El renormalization de la expresión medidas descritas en el debate se realiza como en [15], utilizando la intensidad reiteró pairwise basada en la normalización a través de suavizado de curvas de loess ha descrito en [10]. El renormalization se realizó en la sonda de nivel fijado en la expresión de medidas calculadas y normalizado como se describe más arriba; correspondientemente, renormalizado RMA y MBE valores se han normalizado tanto en la sonda de nivel (inicialmente) y la sonda de nivel conjunto (segunda vuelta), mientras que MAS5 Se ha normalizado el doble de la sonda de nivel establecido.

Todos los cálculos se realizaron utilizando el software de código abierto paquete estadístico R [19] y el paquete de affy el proyecto Bioconductor [20].

Para cada conjunto de datos, seleccionados al azar, 5000 pares de sonda fija de la colección de conjuntos de sonda disponible sobre los diferentes tipos de chips. Para cada par, que calculó el coeficiente de correlación de Pearson entre los dos conjuntos de la sonda a través de todas las fichas en la base de datos subyacente, lo que resulta en una muestra aleatoria de 5000 los coeficientes de correlación. Al mismo tiempo, se calculó para cada par de conjuntos de la sonda producto de las dos desviaciones estándar en todas las fichas en el conjunto de datos, los gráficos de dispersión en la parte inferior de la figura 1 muestra el resultado de 5000 pares (producto de la desviación estándar, Correlación).

El resumen de curvas se muestra en la parte superior (como en la Figura 1] o en su lugar (todos los demás cifras) de la letra de dispersión describen el comportamiento promedio de la dispersión de nubes. Fueron producidos por tomar el rango de valores para el producto de las desviaciones estándar de la muestra y la división en intervalos que contienen un número igual de observaciones, por lo general, alrededor de 500. Para cada intervalo, la media de las correlaciones se representan gráficamente en función de la media del producto de las desviaciones estándar. Los intervalos de confianza del 95% de los medios de la figura 2 se muestra en adelante se computaron sobre la base de la aproximación normal.

Asumimos como unidad experimental un microarray con el chip asociado muestras biológicas de la población en estudio. Cada chip de los rendimientos y observaciones _i para i = 1 ... n genes especificado por la serie de diseño.
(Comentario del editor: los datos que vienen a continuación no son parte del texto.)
PR #799, opened 2025-06-03
Target/hummingbird aio255 atf435

LYNHQQ:
Add the HUMMINGBIRD AIO255 AT32F435 target.

## Summary by CodeRabbit

- **Chores**
  - Removed configuration files for a wide range of flight controller boards. These files previously defined hardware-specific settings, sensor and peripheral support, and pin assignments for each board. As a result, firmware builds for these specific boards are no longer supported. No user-facing features or bug fixes are included in this change.


osirisinferi:
@LYNHQQ Also as with #800, this PR removes *all* existing configurations. Please rebase to upstream master instead of your own `master` branch which is clearly not fit for branching off from.

PR #838, opened 2025-07-18
add new sensors to target for Hobbywing

sugaarK:
## Summary by CodeRabbit

* **New Features**
  * Expanded hardware sensor support to include the ICM42688P accelerometer and gyroscope, as well as the DPS310 barometer, for the Hobbywing XRotor F7 Conv board.


KarateBrot (changes requested):
You need to rename the actual target in the config file, too.

haslinghuis (changes requested):
- name change does not match other hobbywing boards
- in general would not work with auto-detect for existing users resulting in additional support requests.

This board is on the market at least for two years.

sugaarK:
have reverted name and added the newer sensors to the target

haslinghuis (approved):

haslinghuis (approved):

KarateBrot (approved):

haslinghuis (dismissed):
Are schematics verified to use required LDO for ICM42688P ?

nerdCopter (approved):

PR #866, opened 2025-08-18
SPEEDYBEEF405V5: Adjust current meter offset and scale

kedeng:
Adjust current meter offset and scale.

## Summary by CodeRabbit

- New Features
  - Added default current meter calibration for the SPEEDYBEEF405V5 target, providing preset scale and offset values for ADC-based current sensing.
  - Users should see more accurate current readings out of the box, reducing the need for manual calibration.
  - Improves telemetry reliability for power monitoring and consumption tracking on supported builds.
  - No changes required from users; existing setups will automatically use the new defaults when the ADC current meter source is selected.


kedeng:
> The scale and offset do not make sense. How were these values determined? Can you post the schematic for the current sensor on the included ESC? Do these values even need to be set in the target?

Sorry, I missed that recently.
These two values are based on that guide: https://betaflight.com/docs/development/Battery

Here are the related schematics:
ca504b82cc0674c219aae5539a0efcfb
2e9af5b3d5783bbb4592780f72ab8214

Yes. we need set it in target.

configs/SPEEDYBEEF405V5/config.h
```diff
@@ -119,6 +119,8 @@
 #define BOX_USER2_NAME "PROG PWR SWITCH"
 
 #define DEFAULT_PID_PROCESS_DENOM    2
+#define DEFAULT_CURRENT_METER_SCALE  27
+#define DEFAULT_CURRENT_METER_OFFSET -2644
```
ot0tot:
```suggestion

```

configs/SPEEDYBEEF405V5/config.h
```diff
@@ -119,6 +119,8 @@
 #define BOX_USER2_NAME "PROG PWR SWITCH"
 
 #define DEFAULT_PID_PROCESS_DENOM    2
+#define DEFAULT_CURRENT_METER_SCALE  27
```
ot0tot:
```suggestion
#define DEFAULT_CURRENT_METER_SCALE  360
```

ot0tot:
> > The scale and offset do not make sense. How were these values determined? Can you post the schematic for the current sensor on the included ESC? Do these values even need to be set in the target?
> 
> Sorry, I missed that recently. These two values are based on that guide: https://betaflight.com/docs/development/Battery
> 
> Here are the related schematics: ca504b82cc0674c219aae5539a0efcfb 2e9af5b3d5783bbb4592780f72ab8214
> 
> Yes. we need set it in target.

Review the data sheet for the current sensor again. Nowhere in your schematic are you generating an offset, and your scale does not match the values you have shown.

ot0tot:
The gain is 36, but that does not translate to a scale of 36. You are also calculating the offset incorrectly and with the wrong units.

ot0tot:
> @ot0tot This is the process by which we derived the scale and offset, as well as why we believe scale=36 is the theoretical value. Please take a look and see if there are any errors in our approach:
> 
> [ESC ammeter calibration.pdf](https://github.com/user-attachments/files/22070675/ESC.ammeter.calibration.pdf)

Set scale to 360 and offset to 0, and repeat your measurements.

Tetrahedron789:
Going to provide my input and experience with this ESC/FC. 
As of writing this, the default scale is 400 and offset 0. Readings were wildly off. A 4 minute flight showed 80mAh used with a max current of 5A. I ended up pulling about 1400mAh from the battery, based on how much was put back in after I charged it, and adjusted my scale to `35` with `new_scale = old scale * (OSD_mAh/actual_mAh)`, and readings seem to be more accurate as far as consumption goes. I did not test current accuracy with a multimeter

configs/SPEEDYBEEF405V5/config.h
kedeng: I have removed DEFAULT_CURRENT_METER_OFFSET

configs/SPEEDYBEEF405V5/config.h
kedeng: I changed this value to 36, because this is the theoretical value and it also matches the actual measured results

ot0tot (approved):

Podemos escribir esto como una variable aleatoria

Y _i = ψ θ + _i + ε _i (1)

Donde θ es una matriz aleatoria efecto, ψ _i es un efecto aleatorio de genes, y ε _i es la de genes específicos de error de medición. Tenga en cuenta que este gen efectos aleatorios asume sólo en la medida en que nos muestra de la población, y no especifica ningún tipo de tratamiento experimental o estructura.

Suponemos que los componentes aleatorios son independientes, y que la expectativa de tener cero errores. La covarianza entre la expresión observable valores para dos genes entonces simplifica a

Es decir, la covarianza entre la unobservable 'real' de genes expresiones más la diferencia de la matriz. Vamos a designar a la diferencia de cualquier Y como _i . Ahora, la correlación observable entre la expresión de dos genes valores puede escribirse como

El primer término es la contribución de la matriz a efectos de la correlación, que es la fuente de la correlación artefacto. El segundo plazo varía según todos los posibles pares de genes, y esperamos que tenga media cero. Así obtenemos la relación inversa

Podemos investigar esta empíricamente. Dado un conjunto de microarrays, podemos tomar una muestra aleatoria de los pares de genes (i, j), y luego calcula su correlación r _ij y las desviaciones estándar y s _i s _j. En virtud de nuestra hipótesis de la correlación media de cero y en el supuesto de que nuestro modelo simple posee, el patrón subyacente en la trama de la (s _i s _j, r _ij) debería seguir esta relación inversa.